_Exercise brief_: Where in the listing does the word "think" appear? Report each line that holds it.
** Data provided follows **
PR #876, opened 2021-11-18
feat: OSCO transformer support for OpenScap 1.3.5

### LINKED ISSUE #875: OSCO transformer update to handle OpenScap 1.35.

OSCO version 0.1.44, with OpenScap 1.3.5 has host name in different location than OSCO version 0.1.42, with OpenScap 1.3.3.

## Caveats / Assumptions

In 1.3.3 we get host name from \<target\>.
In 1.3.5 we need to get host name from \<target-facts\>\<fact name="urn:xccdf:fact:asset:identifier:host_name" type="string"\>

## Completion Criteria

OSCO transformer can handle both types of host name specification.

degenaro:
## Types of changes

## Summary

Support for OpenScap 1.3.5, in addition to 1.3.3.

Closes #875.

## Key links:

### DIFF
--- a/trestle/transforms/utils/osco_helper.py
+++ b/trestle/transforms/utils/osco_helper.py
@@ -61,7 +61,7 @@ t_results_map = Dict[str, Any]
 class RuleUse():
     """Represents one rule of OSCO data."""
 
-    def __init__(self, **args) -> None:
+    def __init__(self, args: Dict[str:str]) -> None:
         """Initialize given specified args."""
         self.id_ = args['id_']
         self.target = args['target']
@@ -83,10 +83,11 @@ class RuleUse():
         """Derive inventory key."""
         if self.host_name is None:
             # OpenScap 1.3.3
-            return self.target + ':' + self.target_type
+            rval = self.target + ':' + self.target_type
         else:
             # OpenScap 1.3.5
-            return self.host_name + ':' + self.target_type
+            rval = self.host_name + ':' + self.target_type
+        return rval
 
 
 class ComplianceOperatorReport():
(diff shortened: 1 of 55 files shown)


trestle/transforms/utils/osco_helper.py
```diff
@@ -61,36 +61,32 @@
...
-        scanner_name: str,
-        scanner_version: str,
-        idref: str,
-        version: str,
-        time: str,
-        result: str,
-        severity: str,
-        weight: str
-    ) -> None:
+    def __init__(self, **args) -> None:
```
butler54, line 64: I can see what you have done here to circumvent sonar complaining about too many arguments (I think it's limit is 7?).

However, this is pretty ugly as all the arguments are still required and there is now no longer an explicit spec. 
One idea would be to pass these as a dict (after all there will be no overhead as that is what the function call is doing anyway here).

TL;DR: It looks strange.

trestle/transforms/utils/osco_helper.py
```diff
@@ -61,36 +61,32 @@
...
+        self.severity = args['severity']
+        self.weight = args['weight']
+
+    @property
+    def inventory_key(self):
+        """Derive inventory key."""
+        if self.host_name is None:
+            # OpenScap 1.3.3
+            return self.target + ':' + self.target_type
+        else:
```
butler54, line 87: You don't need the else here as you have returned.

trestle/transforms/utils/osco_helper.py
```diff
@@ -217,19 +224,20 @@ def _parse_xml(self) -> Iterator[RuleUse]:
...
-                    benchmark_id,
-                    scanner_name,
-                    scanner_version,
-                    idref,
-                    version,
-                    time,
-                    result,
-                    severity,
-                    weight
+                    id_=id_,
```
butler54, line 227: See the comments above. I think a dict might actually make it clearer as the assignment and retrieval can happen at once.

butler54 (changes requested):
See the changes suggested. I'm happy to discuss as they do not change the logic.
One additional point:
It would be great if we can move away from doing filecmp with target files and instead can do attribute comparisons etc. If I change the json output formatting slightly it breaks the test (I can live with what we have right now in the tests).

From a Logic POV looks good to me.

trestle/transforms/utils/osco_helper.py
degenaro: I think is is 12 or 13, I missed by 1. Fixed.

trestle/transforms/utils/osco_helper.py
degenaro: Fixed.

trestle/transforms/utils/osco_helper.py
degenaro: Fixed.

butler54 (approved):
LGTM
** End of Data provided **
_Answer to this exercise_:
butler54, line 64: I can see what you have done here to circumvent sonar complaining about too many arguments (I think it's limit is 7?).
butler54, line 227: See the comments above. I think a dict might actually make it clearer as the assignment and retrieval can happen at once.
degenaro: I think is is 12 or 13, I missed by 1. Fixed.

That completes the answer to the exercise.